» **Exercise directions**
Every line of the records that holds the word "make" should be copied.

* * * *

PR #129, opened 2016-03-12
Fix off-by-one error in startMuted

ancorgs:
This fix a off-by-one error in the feature recently implemented by @sandr3j in #125. The start muted feature was actually activated one participant later than expected. For example, a value of 0 for `joinUnmutedLimit`shows the message "everybody start muted", but actually only the second (and upcoming) participants started muted.

### DIFF
--- a/src/app/components/notifier/mute-notifier.service.js
+++ b/src/app/components/notifier/mute-notifier.service.js
@@ -33,10 +33,10 @@
 
     function joinedMuted(){
       var notiftext = "You joined muted because ";
-      if(jhConfig.joinUnmutedLimit == 0){
+      if(jhConfig.joinUnmutedLimit === 0){
         notiftext += "everyone who joins is muted by default.";
       }
-      else if(jhConfig.joinUnmutedLimit == 1){
+      else if(jhConfig.joinUnmutedLimit === 1){
         notiftext +=  "there is more than one participant.";
       }
       else{
--- a/src/app/components/notifier/mute-notifier.service.js
+++ b/src/app/components/notifier/mute-notifier.service.js
@@ -32,15 +32,15 @@
     }
 
     function joinedMuted(){
-      var notiftext = "You joined muted because ";
+      var notiftext = "You are muted because ";
       if(jhConfig.joinUnmutedLimit === 0){
-        notiftext += "everyone who joins is muted by default.";
+        notiftext += "everyone who enters a room is muted by default.";
       }
       else if(jhConfig.joinUnmutedLimit === 1){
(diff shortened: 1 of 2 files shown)


sandr3j:
Actually I thought it works as intended. I thought that the first one is someone who starts a conversation and the second participant and the others 'join' the conversation. My reasoning was there is no point for the first one to be muted because there is no one who can be disturbed.

ancorgs:
Then the texts are misleading in my opinion. Currently it works like this:

- Limit set to 0. First user joins, not muted. Second participant joins, she starts muted a receives a message saying "everyone who joins is muted by default"... which is not true. In fact, there is no way to enforce that everyone starts muted by default (not discussing if it's useful or not).
- Limit set to 1. First two users join, not muted. Third participant joins muted and receives the message "muted because there is more than one participant"... which is at least confusing.
- Limit set to 2. When the fourth participant joins, she starts muted with a message saying "there are more than 2 participants". Also not 100% clear, in my opinion.

But maybe I'm the only one who finds it confusing. Let's get a second opinion.  @imobach? @ChrisBr?

This pull request "moves" the limits by one, i.e. a limit of 0 actually implies that even the first user starts muted which, in my opinion, better fits the messaging (and probably has some use case).

sandr3j:
My version is:
- Limit set to 0. First user _creates a room / starts the conversation_, not muted. Second participant _joins_, she starts muted and receives a message saying "_everyone who joins_ is muted by default"... Correct, the second participant is the first one who joins or can join because for the first one there is no conversation to join, he has to create / start one.. 
It's correct there's no way to enforce that the starter of the conversation is muted but as I said I thought it's not necessary.
- Limit set to 1. First two users, the conversation starter and the first who joined him, not muted. Third participant joins muted and receives the message "muted because there is more than one participant"... Before the third participant joined, there were 2 participants. 2 participants, means more than one. The third participant is muted because there was already more than one participant in the conversation before he joined. The third participants joins the conversation and is notified that he joined muted because there is more than one participant.

I don't know what is more intuitive. I see that it might be confusing. If we want to add the use case that the first participant, the conversation starter, can start muted we need to make this change.

sandr3j:
I suggest to make this change and change the wording to:

You are muted because ...

- everyone who enters the room is muted by default
- there is more than one participant in the room.
- there are more than X participants in the room.

"The amount of noise generated by a change is inversely proportional to the complexity of the change."

ancorgs:
I like the suggested change. Removing the verb "join" seems to be a good way of avoiding the misunderstanding. I will incorporate those changes.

* * * *

» **Result for this task**
I don't know what is more intuitive. I see that it might be confusing. If we want to add the use case that the first participant, the conversation starter, can start muted we need to make this change.
I suggest to make this change and change the wording to:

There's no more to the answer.